Work item. Please copy every line of the data in which the string "comments" appears.

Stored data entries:
··········

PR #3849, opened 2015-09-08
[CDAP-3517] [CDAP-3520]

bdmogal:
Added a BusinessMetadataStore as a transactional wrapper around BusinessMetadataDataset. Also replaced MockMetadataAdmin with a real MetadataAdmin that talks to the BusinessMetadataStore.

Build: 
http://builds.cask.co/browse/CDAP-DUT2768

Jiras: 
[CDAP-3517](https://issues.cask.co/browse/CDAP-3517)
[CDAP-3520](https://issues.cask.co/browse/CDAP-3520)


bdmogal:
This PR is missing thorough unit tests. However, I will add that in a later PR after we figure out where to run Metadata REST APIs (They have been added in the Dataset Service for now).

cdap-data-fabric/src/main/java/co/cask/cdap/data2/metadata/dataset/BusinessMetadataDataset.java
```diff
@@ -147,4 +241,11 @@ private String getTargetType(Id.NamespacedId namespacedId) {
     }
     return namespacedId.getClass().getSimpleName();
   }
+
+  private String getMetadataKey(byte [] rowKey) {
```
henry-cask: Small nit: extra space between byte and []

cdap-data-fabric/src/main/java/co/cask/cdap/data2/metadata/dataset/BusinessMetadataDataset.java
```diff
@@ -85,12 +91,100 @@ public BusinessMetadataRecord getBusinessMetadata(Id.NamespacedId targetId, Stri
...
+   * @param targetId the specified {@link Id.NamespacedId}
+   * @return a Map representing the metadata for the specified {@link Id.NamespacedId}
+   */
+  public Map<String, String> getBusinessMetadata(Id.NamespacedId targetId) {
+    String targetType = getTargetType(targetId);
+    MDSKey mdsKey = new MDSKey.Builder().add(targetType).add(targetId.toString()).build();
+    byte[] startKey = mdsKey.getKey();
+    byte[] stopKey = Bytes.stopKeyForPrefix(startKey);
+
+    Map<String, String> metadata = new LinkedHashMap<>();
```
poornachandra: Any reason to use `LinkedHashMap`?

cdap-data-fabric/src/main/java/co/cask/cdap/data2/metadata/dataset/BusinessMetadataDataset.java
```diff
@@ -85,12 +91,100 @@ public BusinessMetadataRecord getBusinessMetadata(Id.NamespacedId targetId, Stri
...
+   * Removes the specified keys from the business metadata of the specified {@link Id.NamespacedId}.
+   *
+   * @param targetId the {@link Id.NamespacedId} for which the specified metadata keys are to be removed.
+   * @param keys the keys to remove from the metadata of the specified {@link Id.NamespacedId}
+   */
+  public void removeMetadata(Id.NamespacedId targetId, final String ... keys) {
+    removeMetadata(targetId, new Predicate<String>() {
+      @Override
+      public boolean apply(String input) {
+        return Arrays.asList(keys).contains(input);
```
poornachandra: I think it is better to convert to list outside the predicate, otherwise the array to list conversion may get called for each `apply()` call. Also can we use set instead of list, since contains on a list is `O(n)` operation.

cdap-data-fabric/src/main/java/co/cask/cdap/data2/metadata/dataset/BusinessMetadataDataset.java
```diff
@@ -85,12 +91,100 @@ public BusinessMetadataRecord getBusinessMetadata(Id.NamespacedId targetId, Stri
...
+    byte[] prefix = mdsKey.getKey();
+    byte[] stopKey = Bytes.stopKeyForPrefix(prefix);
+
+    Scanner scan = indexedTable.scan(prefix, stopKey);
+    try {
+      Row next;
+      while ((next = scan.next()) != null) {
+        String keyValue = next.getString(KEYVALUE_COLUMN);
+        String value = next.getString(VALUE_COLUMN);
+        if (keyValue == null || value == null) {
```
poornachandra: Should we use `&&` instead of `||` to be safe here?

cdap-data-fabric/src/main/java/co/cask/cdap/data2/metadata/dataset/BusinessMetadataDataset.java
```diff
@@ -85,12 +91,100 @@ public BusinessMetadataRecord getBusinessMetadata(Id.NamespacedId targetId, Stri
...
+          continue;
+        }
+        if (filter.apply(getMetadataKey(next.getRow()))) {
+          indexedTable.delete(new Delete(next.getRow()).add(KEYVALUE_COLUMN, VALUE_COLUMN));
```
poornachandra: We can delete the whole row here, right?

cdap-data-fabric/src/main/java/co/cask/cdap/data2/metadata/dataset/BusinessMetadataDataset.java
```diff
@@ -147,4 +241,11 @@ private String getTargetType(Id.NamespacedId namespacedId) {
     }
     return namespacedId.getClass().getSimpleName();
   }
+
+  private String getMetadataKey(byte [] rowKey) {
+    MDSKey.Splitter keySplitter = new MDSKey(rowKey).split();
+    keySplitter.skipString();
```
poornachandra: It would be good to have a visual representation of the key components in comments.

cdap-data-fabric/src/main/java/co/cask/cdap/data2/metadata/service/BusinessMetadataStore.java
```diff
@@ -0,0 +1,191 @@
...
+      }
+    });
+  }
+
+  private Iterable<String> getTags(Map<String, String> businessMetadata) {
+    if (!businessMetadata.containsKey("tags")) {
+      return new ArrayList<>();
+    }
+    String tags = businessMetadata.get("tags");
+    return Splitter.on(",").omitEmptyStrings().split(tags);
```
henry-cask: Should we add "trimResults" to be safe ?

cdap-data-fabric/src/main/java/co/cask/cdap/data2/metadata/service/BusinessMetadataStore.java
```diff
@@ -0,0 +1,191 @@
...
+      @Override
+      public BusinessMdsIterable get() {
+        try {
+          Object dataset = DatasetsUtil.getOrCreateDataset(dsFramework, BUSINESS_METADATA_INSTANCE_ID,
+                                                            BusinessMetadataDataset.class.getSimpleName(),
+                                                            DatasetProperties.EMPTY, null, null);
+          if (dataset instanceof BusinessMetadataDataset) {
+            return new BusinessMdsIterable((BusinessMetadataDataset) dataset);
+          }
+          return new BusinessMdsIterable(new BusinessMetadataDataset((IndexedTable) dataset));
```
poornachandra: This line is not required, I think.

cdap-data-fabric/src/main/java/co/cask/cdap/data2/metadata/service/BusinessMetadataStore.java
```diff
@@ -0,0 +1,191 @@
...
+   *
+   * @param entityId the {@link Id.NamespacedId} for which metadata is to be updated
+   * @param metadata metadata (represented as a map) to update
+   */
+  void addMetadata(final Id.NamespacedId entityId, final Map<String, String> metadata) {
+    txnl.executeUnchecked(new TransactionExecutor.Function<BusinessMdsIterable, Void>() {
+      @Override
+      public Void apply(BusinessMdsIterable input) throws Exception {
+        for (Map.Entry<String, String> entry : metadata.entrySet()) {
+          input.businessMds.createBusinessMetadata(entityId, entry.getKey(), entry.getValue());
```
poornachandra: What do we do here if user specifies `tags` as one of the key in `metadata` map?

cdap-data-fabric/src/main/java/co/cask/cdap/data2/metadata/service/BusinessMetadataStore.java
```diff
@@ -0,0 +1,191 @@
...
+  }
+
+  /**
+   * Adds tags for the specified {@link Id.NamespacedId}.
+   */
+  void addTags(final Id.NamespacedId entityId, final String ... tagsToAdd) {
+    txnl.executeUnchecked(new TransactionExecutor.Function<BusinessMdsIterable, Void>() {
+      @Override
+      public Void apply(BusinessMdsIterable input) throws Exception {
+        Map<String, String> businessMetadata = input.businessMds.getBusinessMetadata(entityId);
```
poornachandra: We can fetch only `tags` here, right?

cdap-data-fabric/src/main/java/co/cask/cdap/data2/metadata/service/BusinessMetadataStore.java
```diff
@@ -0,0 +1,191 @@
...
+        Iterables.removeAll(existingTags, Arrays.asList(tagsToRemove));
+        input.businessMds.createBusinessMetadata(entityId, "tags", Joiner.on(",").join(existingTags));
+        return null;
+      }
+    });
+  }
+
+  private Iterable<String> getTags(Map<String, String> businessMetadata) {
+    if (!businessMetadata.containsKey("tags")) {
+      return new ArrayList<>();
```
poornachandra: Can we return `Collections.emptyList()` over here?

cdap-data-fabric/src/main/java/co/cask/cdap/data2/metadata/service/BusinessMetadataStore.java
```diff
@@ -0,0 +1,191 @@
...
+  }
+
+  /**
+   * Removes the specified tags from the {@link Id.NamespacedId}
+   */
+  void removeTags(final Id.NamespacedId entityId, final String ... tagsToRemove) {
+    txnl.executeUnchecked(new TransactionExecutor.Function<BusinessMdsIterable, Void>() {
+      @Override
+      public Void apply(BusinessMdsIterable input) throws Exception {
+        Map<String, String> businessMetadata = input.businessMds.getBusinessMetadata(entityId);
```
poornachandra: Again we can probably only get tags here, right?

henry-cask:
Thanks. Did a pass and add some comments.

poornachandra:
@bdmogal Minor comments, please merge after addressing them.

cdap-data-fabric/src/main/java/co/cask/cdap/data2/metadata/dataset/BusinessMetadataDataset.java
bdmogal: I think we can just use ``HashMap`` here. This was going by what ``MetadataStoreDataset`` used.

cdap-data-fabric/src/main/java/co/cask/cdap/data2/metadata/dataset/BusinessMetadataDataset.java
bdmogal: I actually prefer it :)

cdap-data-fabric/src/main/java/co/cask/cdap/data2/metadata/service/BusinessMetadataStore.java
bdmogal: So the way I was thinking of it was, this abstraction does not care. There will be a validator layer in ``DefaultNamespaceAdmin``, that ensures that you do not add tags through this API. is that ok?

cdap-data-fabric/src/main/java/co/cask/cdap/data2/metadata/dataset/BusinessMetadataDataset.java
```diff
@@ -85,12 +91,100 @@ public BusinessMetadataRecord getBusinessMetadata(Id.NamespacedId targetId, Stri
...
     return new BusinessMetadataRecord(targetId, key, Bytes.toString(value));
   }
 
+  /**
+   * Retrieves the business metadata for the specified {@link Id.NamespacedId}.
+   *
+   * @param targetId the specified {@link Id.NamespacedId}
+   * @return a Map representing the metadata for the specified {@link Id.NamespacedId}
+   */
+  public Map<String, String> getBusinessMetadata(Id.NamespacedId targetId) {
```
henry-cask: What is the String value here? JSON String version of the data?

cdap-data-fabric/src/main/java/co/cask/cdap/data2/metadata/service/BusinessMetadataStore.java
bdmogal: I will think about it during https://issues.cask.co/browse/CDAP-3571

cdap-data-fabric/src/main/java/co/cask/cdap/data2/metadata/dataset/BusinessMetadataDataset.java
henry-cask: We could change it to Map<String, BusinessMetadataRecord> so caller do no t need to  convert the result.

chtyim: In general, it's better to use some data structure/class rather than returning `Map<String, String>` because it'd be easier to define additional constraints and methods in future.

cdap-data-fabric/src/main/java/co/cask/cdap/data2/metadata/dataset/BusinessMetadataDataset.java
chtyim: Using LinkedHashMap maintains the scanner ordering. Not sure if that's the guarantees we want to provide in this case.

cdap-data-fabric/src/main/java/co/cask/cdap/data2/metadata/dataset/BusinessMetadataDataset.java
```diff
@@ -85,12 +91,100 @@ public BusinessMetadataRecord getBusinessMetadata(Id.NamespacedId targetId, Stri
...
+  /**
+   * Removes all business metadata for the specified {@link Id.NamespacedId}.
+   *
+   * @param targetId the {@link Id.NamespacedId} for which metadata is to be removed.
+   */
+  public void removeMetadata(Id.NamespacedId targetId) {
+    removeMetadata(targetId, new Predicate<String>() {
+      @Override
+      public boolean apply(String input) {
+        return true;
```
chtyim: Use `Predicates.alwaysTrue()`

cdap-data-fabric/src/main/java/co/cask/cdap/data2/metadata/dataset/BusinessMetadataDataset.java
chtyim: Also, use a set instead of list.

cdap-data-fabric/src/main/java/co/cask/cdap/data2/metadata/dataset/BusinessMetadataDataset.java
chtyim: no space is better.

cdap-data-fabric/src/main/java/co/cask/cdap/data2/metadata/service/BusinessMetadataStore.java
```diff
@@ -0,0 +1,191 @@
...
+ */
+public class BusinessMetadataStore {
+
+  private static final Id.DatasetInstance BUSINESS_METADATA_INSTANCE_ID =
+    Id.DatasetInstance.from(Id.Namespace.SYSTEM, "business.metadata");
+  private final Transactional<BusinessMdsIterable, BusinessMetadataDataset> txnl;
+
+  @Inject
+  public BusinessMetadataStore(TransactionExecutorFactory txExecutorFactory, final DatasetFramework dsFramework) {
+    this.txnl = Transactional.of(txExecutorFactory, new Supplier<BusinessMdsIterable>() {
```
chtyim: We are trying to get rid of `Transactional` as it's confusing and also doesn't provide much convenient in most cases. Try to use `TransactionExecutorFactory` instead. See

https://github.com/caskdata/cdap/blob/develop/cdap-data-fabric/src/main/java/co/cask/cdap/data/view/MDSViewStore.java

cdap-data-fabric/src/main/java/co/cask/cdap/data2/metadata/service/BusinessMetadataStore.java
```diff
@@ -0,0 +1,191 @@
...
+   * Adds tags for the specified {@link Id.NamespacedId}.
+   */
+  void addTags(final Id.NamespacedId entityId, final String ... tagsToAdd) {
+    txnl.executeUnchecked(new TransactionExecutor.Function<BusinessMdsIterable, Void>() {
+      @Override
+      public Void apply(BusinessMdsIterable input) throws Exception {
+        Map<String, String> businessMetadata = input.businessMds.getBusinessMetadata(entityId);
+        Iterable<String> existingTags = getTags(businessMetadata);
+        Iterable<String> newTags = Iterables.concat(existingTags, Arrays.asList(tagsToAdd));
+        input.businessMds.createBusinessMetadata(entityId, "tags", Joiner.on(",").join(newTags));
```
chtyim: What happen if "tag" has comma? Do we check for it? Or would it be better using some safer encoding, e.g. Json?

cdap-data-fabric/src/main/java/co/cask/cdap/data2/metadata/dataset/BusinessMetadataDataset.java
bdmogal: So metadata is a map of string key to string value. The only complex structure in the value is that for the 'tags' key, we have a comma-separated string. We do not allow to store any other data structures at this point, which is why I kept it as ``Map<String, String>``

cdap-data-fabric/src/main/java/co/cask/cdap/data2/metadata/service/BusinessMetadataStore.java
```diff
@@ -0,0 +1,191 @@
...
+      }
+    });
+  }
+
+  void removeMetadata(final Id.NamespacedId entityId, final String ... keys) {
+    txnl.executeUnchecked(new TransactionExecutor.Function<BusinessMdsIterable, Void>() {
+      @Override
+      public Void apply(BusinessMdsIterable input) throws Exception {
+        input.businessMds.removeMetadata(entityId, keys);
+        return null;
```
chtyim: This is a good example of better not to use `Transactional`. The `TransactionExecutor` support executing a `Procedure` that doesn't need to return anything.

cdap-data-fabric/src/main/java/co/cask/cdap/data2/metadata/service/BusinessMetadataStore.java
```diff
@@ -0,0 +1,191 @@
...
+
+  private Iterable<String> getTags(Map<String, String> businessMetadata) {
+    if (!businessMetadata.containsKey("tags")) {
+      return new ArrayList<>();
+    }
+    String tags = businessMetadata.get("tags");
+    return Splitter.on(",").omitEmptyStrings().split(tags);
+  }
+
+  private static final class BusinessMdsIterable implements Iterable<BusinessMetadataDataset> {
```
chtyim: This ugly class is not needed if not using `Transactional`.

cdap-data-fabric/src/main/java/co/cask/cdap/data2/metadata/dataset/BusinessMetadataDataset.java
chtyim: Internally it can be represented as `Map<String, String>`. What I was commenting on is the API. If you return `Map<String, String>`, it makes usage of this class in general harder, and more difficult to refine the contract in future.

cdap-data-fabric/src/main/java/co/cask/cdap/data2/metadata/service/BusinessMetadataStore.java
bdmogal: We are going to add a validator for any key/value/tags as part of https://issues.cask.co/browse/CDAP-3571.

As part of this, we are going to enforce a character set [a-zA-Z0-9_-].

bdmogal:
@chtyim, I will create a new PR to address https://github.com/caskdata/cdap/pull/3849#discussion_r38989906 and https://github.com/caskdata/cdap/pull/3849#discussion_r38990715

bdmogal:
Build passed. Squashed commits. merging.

··········

Task output.
poornachandra: It would be good to have a visual representation of the key components in comments.
Thanks. Did a pass and add some comments.
@bdmogal Minor comments, please merge after addressing them.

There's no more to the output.